### TASK DETAILS
Note each line of the entries that includes "plan". Then copy those lines.

+===+

PR #888, opened 2018-02-05
ENH: Support passing markups to CLI specifying IJK coordinate

jcfr:
This commit allows associating any markupsNode with a reference image. The
association is then used to automatically convert to/from IJK coordinate
using SetMarkupPointIJK()/GetMarkupPointIJK() used in vtkMarkupsNode::WriteCLI().

Co-authored-by: Deepak Chittajallu <deepak.chittajallu@kitware.com>

### DIFF
--- a/Modules/CLI/ExecutionModelTour/ExecutionModelTour.xml
+++ b/Modules/CLI/ExecutionModelTour/ExecutionModelTour.xml
@@ -190,8 +190,22 @@
     <description><![CDATA[Parameters that describe point sets.]]></description>
     <point multiple="true" coordinateSystem="ras">
       <name>seed</name>
-      <label>Seeds</label>
-      <longflag>--seed</longflag>
+      <label>Seeds RAS</label>
+      <longflag>--seed_ras</longflag>
+      <description><![CDATA[Lists of points in the CLI correspond to slicer fiducial lists]]></description>
+      <default>0,0,0</default>
+    </point>
+    <point multiple="true" coordinateSystem="lps">
+      <name>seed_lps</name>
+      <label>Seeds LPS</label>
+      <longflag>--seed_lps</longflag>
+      <description><![CDATA[Lists of points in the CLI correspond to slicer fiducial lists]]></description>
+      <default>0,0,0</default>
+    </point>
+    <point multiple="true" coordinateSystem="ijk">
+      <name>seed_ijk</name>
+      <label>Seeds IJK</label>
+      <longflag>--seed_ijk</longflag>
       <description><![CDATA[Lists of points in the CLI correspond to slicer fiducial lists]]></description>
       <default>0,0,0</default>
     </point>
--- a/Modules/Loadable/Markups/MRML/vtkMRMLMarkupsFiducialStorageNode.cxx
+++ b/Modules/Loadable/Markups/MRML/vtkMRMLMarkupsFiducialStorageNode.cxx
@@ -330,11 +330,10 @@ int vtkMRMLMarkupsFiducialStorageNode::ReadDataInternal(vtkMRMLNode *refNode)
               }
             else
               {
-              // IJK not implemented yet, assume RAS
-              markupsNode->SetMarkupPoint(thisMarkupNumber,0,x,y,z);
+              markupsNode->SetMarkupPointIJK(thisMarkupNumber,0,x,y,z);
               }
 
-            // orientatation
+            // orientation
             getline(ss, component, ',');
             ow = atof(component.c_str());
             getline(ss, component, ',');
--- a/Modules/Loadable/Markups/MRML/vtkMRMLMarkupsNode.cxx
+++ b/Modules/Loadable/Markups/MRML/vtkMRMLMarkupsNode.cxx
@@ -21,6 +21,7 @@
 #include "vtkMRMLMarkupsNode.h"
 #include "vtkMRMLMarkupsStorageNode.h"
 #include "vtkMRMLTransformNode.h"
+#include "vtkMRMLVolumeNode.h"
 
 // Slicer MRML includes
 #include "vtkMRMLScene.h"
@@ -40,6 +41,9 @@
 #include <sstream>
 #include <algorithm>
 
+const char* vtkMRMLMarkupsNode::ReferenceImageNodeReferenceRole = "referenceImage";
+const char* vtkMRMLMarkupsNode::ReferenceImageNodeReferenceMRMLAttributeName = "referenceImageNodeRef";
+
 //----------------------------------------------------------------------------
 vtkMRMLNodeNewMacro(vtkMRMLMarkupsNode);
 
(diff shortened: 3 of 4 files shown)


Modules/CLI/ExecutionModelTour/ExecutionModelTour.xml
```diff
@@ -190,8 +190,22 @@
     <description><![CDATA[Parameters that describe point sets.]]></description>
     <point multiple="true" coordinateSystem="ras">
       <name>seed</name>
-      <label>Seeds</label>
-      <longflag>--seed</longflag>
```
pieper: Should we leave in --seed as a synonym for --seed_ras for backward compatibility?

jcfr:
After getting initial feedback, we will add corresponding tests.

The current implementation does not:
* automatically associated the markup with the reference image:
  * After a markup is manually placed on an image, we could automatically associate it with the underlying image ? If there are multiple layers, it could be foreground (if set) or background (if set)
* provide a UI to associate a markups with a reference image:
  * we could add a combo box in the markups module



Cc: @cdeepakroy @lassoan @pieper @fedorov

fedorov:
Few comments:
* in the past, we used to have a similar functionality associating fiducial placed on the image with the SOPInstanceUID of the annotated image; I would suggest you consider capturing this information when the underlying image is DICOM. If you like, I can follow up and dig the specifics.
* if you pass seed in IJK, it is meaningless without explicitly specifying what is the image defining the IJK coordinate space. Is there a plan to address this? Perhaps you could add a reference to the input image node in the point description? I know it is potentially stretching the limits of CLI, but I am not sure how it can be meaningful otherwise...

jcfr:
> in the past, we used to have a similar functionality associating fiducial placed on the image with the 
> SOPInstanceUID of the annotated image; I would suggest you consider capturing this information 
> when the underlying image is DICOM. If you like, I can follow up and dig the specifics.

Good idea. While relevant in the context of DICOM images, I think this is outside the scope of this particular PR. 

That said, it may be worth documenting the specifics in an issue.

> if you pass seed in IJK, it is meaningless without explicitly specifying what is the image defining the 
> IJK coordinate space. Is there a plan to address this? Perhaps you could add a reference to the input 
> image node in the point description? I know it is potentially stretching the limits of CLI, but I am not 
> sure how it can be meaningful otherwise...

Agreed.

1. We could improve the CLI user interface so that it displays the reference image if one is associated with a selected markup.

2. Then, we could recommend that fiducial list are named following a convention like `<refImageName>_<listName>`. In the context of `ExtractSkeleton`, the name of the parameter could be `arg0_seeds_ijk`

Initially, we looked into adding support for `reference` to the `point` element but didn't go anywhere with the idea .... 
 
```
<point multiple="true" coordinateSystem="ijk" reference="arg0">
```

lassoan:
I don't think it is a good idea to pass around fiducial positions in IJK. In general, all computations are to be performed in physical space.

If someone needs IJK then just pass the image (or some kind of reference to the image) or the IJK To LPS transform?

lassoan:
> In the context of ExtractSkeleton

I've fixed ExtractSkeleton module 1-2 weeks ago. It now properly generates centerline point coordinates and have the option of returning them as fiducial points (of course in physical coordinates) so that you can feed it to MarkupsToModel or CurveMaker extension to create a model.

jcfr:
> I've fixed ExtractSkeleton module 1-2 weeks ago

👍 

I meant `ExecutionModelTour` and not `ExtractSkeleton`

@dzenanz @cdeepakroy  Could you comment on what would work best for your use cases ?

lassoan:
Having a method such as `vtkMRMLMarkupsNode::SetMarkupPointIJK` sounds like a very bad idea to me. Behavior would be complex and error-prone if the volume is modified or transformed, potentially with non-linear transforms.

I'm working on updating markups widgets (to add not just point list but other widgets, such as angle and curve, improve performance to support thousands of points, etc.). Markups are already very complex, so I would not even consider complicating it with supporting manipulations in image-specific coordinate systems.

jcfr:
Agreed.

Having method with IJK in the their name that silently pass coordinate in RAS was also very confusing.

What about updating the SEM XML parser to throw a warning when "ijk" is specified as a coordinate system and suggest an alternative approach.

As you suggested, the CLI could have an explicit image argument that could be used for the conversion. 

I would like to provide some convenience function in the SlicerExecutionModel to avoid duplicating code.

cdeepakroy:
Users may want to pass in seeds in IJK as they are the most human friendly compared to LPS or RAS. When i am providing a small set of seeds, it is not easy to calculate their LPS or RAS in the mind. But it is easy to record the pixel/voxel locations (IJK coords) and pass it to the CLI.

The CLI developer standpoint,  as @jcfr @fedorov suggested making it mandatory to specify a `referenceImage` attribute for `point` and `pointfile` parameters in IJK space as follows will resolve the ambiguity

```
<point multiple="true" coordinateSystem="ijk" referenceImage="arg0">
```

Then the auto-generated UI within Slicer  for ijk point and pointfile parameters should also ask the user to select an associated reference image

dzenanz:
@cdeepakroy While that is convenient from CLI writer's point of view, it does not look like it is easy to implement in SEM and GUI (as @jcfr hinted [above](https://github.com/Slicer/Slicer/pull/888#issuecomment-363233603)).

pieper:
I don't mind that this is closed, but we should keep in mind that the CLI is designed to be an easy on-ramp for algorithm developers who have limited experience with concepts such as nonlinear transforms and frame of reference UIDs.

Not to generalize, but a lot of MICCAI papers are written by people who only used matlab with one or two sample datasets so while their math may be good they stumble hard when trying to make a usable tool.  I believe the original intent of this feature is to have Slicer handle the complexities while letting the CLI operate in a simpler (but still correct) pixel space.  This has the side benefit of centralizing the implementation of these transforms so that any improvements or fixes only need to happen inside Slicer.

lassoan:
I know that people struggle even with LPS/RAS transform and understanding why or how to multiply a point by a matrix is beyond their capabilities. However, we should be able to handle this with documentation, examples, and help via the Slicer forum.

> letting the CLI operate in a simpler (but still correct) pixel space

It is so rare that you can do operation in pixel space (ignoring pixel spacing). Most people do it by mistake.

Anyway, we could offer seed definition by voxel indices if Slicer's CLI infrastructure could take care of all transforms (apply them before sending to CLIs), but it would be a significant development task.

pieper:
I'm not excusing "algorithm developers" who don't understand pixel spacing.  I certainly expect developers to know the difference between algorithms that can ignore pixel spacing and those that cannot.  But the code to map through transforms and identify pixel coordinates should be handled in a uniform and correct manner.  Expecting each CLI to implement it from scratch is an obviously error prone approach.

Another solution could be to make sure that mrml logic classes can be easily re-used in CLIs to handle transform and spaces.  Or perhaps better, that we have clear examples about how to achieve the same using the corresponding ITK based methods.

+===+

### EXERCISE ANSWER
* if you pass seed in IJK, it is meaningless without explicitly specifying what is the image defining the IJK coordinate space. Is there a plan to address this? Perhaps you could add a reference to the input image node in the point description? I know it is potentially stretching the limits of CLI, but I am not sure how it can be meaningful otherwise...
> IJK coordinate space. Is there a plan to address this? Perhaps you could add a reference to the input 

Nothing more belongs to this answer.